Dealers will check the headlamps and install missing aim adjuster blockoff caps as necessary, starting once the customer notification begins this month.
As required by U.S. law, VW submitted a report to NHTSA on 6 June, acknowledging the defect. The nominal reason for the safety recall: Incorrectly adjusted headlights may result in reduced visibility for the driver and other motorists, which could increase the risk of a crash.
Since the late 1990s, most American-spec headlamps are not horizontally aimable. They’re not allowed to be, unless they’re equipped with an onboard calibrated horizontal aim indicator or another type of device allowing the headlamp aim to be adjusted without reference to the light beam itself. As such devices add cost, virtually all automakers choose the equally legal alternative: no device, no cost, and no horizontal aimability. This state of affairs dates back to the mid-1990s regulatory negotiation that resulted in U.S. headlamps that could be aimed by visual or optical reference to the light beam. The dual rationale that arose from that negotiation for this aspect of the regulation: visual/optical-aim headlamps would not need horizontal aimability because they would have a wide high-intensity zone making horizontal aim unimportant to the lamps’ safety performance, and there’s no way to provide for visual/optical horizontal aimability without damaging the beam pattern.

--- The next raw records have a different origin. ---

PR #1323, opened 2023-06-20
Editorial: Handle exceptions thrown while converting 'invoke's return value.

jyasskin:
Without this, the exception skips the "clean up" steps, which seems bad. I expect everyone's already implemented this correctly.

***
<a href="https://whatpr.org/webidl/1323.html" title="Last updated on Jun 21, 2023, 7:18 PM UTC (13f6a82)">Preview</a> | <a href="https://whatpr.org/webidl/1323/95f57dd...13f6a82.html" title="Last updated on Jun 21, 2023, 7:18 PM UTC (13f6a82)">Diff</a>

### DIFF
--- a/index.bs
+++ b/index.bs
@@ -14186,7 +14186,8 @@ the special value “missing”, which represents a missing optional argument.
         |callResult| and jump to the step labeled <a href="#call-user-object-operation-return"><i>return</i></a>.
     1.  Set |completion| to the result of [=converted to an IDL value|converting=]
         |callResult|.\[[Value]] to an IDL value of the same type as the operation's
-        return type.
+        return type. If this throws an exception, set |completion| to the completion value
+        representing the thrown exception.
     1.  <i id="call-user-object-operation-return">Return:</i> at this
         point |completion| will be set to an IDL value or an [=abrupt completion=].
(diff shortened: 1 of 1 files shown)


index.bs
```diff
@@ -14186,7 +14186,8 @@ the special value “missing”, which represents a missing optional argument.
         |callResult| and jump to the step labeled <a href="#call-user-object-operation-return"><i>return</i></a>.
     1.  Set |completion| to the result of [=converted to an IDL value|converting=]
         |callResult|.\[[Value]] to an IDL value of the same type as the operation's
```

Time has not been kind to these assertions: Normal bumps and knocks and car park taps, auto body repairs and headlamp replacements did not stop sending the effective horizontal aim wrong. And two of the things IIHS headlight performance tests have shown is that vehicles can and do come off the assembly line with incorrect horizontal headlamp aim—and it matters quite a lot to seeing and glare. And the notion that visual/optical horizontal aim is impossible without degrading the beam is difficult to reconcile with the rest of the world’s long history of doing it on every vehicle with fine success under European and Japanese regulations since the 1950s.
Perhaps a more realistic reason parties to the negotiation were keen to eliminate horizontal aimability was the perceived opportunity to take cost out of headlamps by simplifying the mount/aim hardware. But lighting hardware grew a great deal more international shortly after the new regulations took effect, and the rest of the world still requires horizontal aimability, so we find ourselves in a situation where makers provide H-aim hardware and then block or disable it for the American market—more cost, not less.
What’s more, adaptive headlamps—particularly ADB—must have horizontal aimability; even if the idea that a wide high-intensity zone makes H-aim unimportant had merit, it doesn’t apply to lamps designed and intended to dynamically create and modulate precise, accurate cutoffs between closely adjacent horizontal angles. Several commenters to NHTSA’s ADB proposal mentioned this urgent need. Who knows whether horizontal aimability will come to American headlamp regs. In the mean time, we have the mind-bending situation that in the world’s № 2 auto market, the presence of a demonstrably needed safety provision is considered an illegal “safety defect”.